Dan also highlights a simple but powerful use case: natural-language geocoding. “Being able to say ‘the suburbs of Boston except the airport’ and have that translate … that is huge.”

But there’s a reality check: “Foundation models aren’t great yet, but they’re going to be great.”

That means building for AI isn’t about short-term hype, it's about future-proofing, and discovery is more critical than ever.

A Case Study: When Discovery Reshapes the Plan

During the conversation, Dan shared a clear example of how discovery can completely change a project’s direction.

A client preparing to launch a new Earth Observation instrument came in with a straightforward request: Build the backend infrastructure. But because the satellite hadn’t launched yet, there was no real data to work with. Instead of jumping into development, Element 84 used discovery to step back.

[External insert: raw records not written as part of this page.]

PR #7053, opened 2024-04-22
dcp: avoid file descriptor leak on error.

### LINKED ISSUE #7045: File operations rename not working after file opened for editing. Development branch.
**Short description**
In file browser view, Mouse right click menu->File operations->Rename stops working after Canon EOS R10 generated CR3 raw file has been opened for editing. Nothing else seems to be wrong, only apparent problem is that the file renaming doesn't work for a file that has been opened for editing. Issue exists both in editor view and in file browser view. Files can be renamed before opening for editing and again after restarting the RawTherapee.

- Issue does not occur with DNG files generated from the EOS R10 CR3 files. 
- Issue does not occur with Sony A7II ARW files or with Canon 2000D CR2 files.
- Issue did not exists with 5.10 release version, it started after building with latest commits.
- You can still rename any other files including other CR3 files, but not those CR3 files that have been opened for editing.
- Renaming the files outside of RawTherapee, using Dolphin File Manager is also not possible until RawTherapee is closed. With the other filetypes, there doesn't seem to be any restrictions.

**Steps to reproduce**
1. Open RawTherapee and browse into a folder with a CR3 file from Canon EOS R10.
2. Double click file for editing it.
3. Using the mouse right click menu, try to rename file from the top panel or go back to the file browser view to attempt renaming.
4. Nothing happens after selecting OK.

**Expected behavior**
File should get renamed.

**Additional information**
<details><summary>About the system and the build:</summary>
<p>

Version: 5.10-179-g11240bc97
Branch: dev
Commit: 11240bc97
Commit date: 2024-03-28
Compiler: cc 13.2.1
Processor: x86_64
System: Linux
Bit depth: 64 bits
Gtkmm: V3.24.8
Lensfun: V0.3.4.0
Build type: Release
Build flags:  -std=c++11 -ffp-contract=off  -Werror=unused-label -Werror=delete-incomplete -fno-math-errno -Wno-attributes -Wall -Wuninitialized -Wcast-qual -Wno-deprecated-declarations -Wno-unused-result -Wunused-macros -fopenmp -Werror=unknown-pragmas -O3 -DNDEBUG -ftree-vectorize
Link flags:   
OpenMP support: ON
MMAP support: ON
Build OS: Linux 5.15.150-1-MANJARO x86_64
Build date: Wed, 10 Apr 2024 16:43:37 +0000 UTC
Build epoch: 1712767417
Build UUID: be55565b-c08a-4c2d-bc7d-f0dddb404715

</p>
</details>

sgotti:
If the provided file doesn't contain valid dcp metadata the DCPProfile constructor will return without closing the file descriptor.

Fixes #7045

### DIFF
--- a/rtengine/dcp.cc
+++ b/rtengine/dcp.cc
@@ -1134,6 +1134,7 @@ DCPProfile::DCPProfile(const Glib::ustring& filename) :
     DCPMetadata md(file);
     if (!md.parse()) {
         printf ("Unable to load DCP profile '%s'.", filename.c_str());
+        fclose(file);
         return;
     }
 


Floessie:
@sgotti, good catch!

The one-liner is so indisputable that I'll merge it right away.

BUT: The better solution was to wrap the `FILE*` into a `std::unique_ptr<>` like it is done [a few lines above](https://github.com/Beep6581/RawTherapee/blob/232c11c37c9e76cd8b1c76d982d5dcb55b137686/rtengine/dcp.cc#L383) and get rid of manually closing the file once and for all.

@sgotti Fancy a follow-up?

sgotti:
@Floessie Thanks!

> BUT: The better solution was to wrap the `FILE*` into a `std::unique_ptr<>` like it is done [a few lines above](https://github.com/Beep6581/RawTherapee/blob/232c11c37c9e76cd8b1c76d982d5dcb55b137686/rtengine/dcp.cc#L383) and get rid of manually closing the file once and for all.
> 
> @sgotti Fancy a follow-up?

Created PR #7056 .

The key takeaway was that the team didn’t actually need infrastructure yet, they needed to understand their future users.

Dan explained: “We helped them create synthetic products to understand how customers wanted to use the data… before instruments were even on orbit.”

Discovery revealed:

  • What workflows mattered to customers
  • How data would be used downstream
  • Which components needed to be custom, and which didn’t

The same pattern shows up often. Teams think they “just need a STAC catalog,” but as Dan put it: “It’s tempting to think that way, but the space is much bigger.”

This case study shows how discovery prevents premature building, and keeps teams focused on solving the right problem.

Conclusion: Build Smart, Not Hard

After speaking with Dan Pilone, one message stands out: good geospatial engineering isn’t about choosing ‘build’ or ‘buy’, it’s about understanding yourself first. Discovery gives teams the clarity to avoid the obvious wrong paths, see the real shape of their problem, and invest effort where it actually moves the needle.

As Dan put it, “There’s no one right answer. But there are certainly many wrong ones.”

In a landscape where AI is accelerating expectations, data volumes are exploding, and every organization sits somewhere else on the build–buy spectrum, discovery is what keeps decisions grounded.

Whether you ultimately build, buy, or blend the two, the goal remains the same: solve the right problem, at the right time, with the right level of investment.

That’s how teams build smarter, not harder.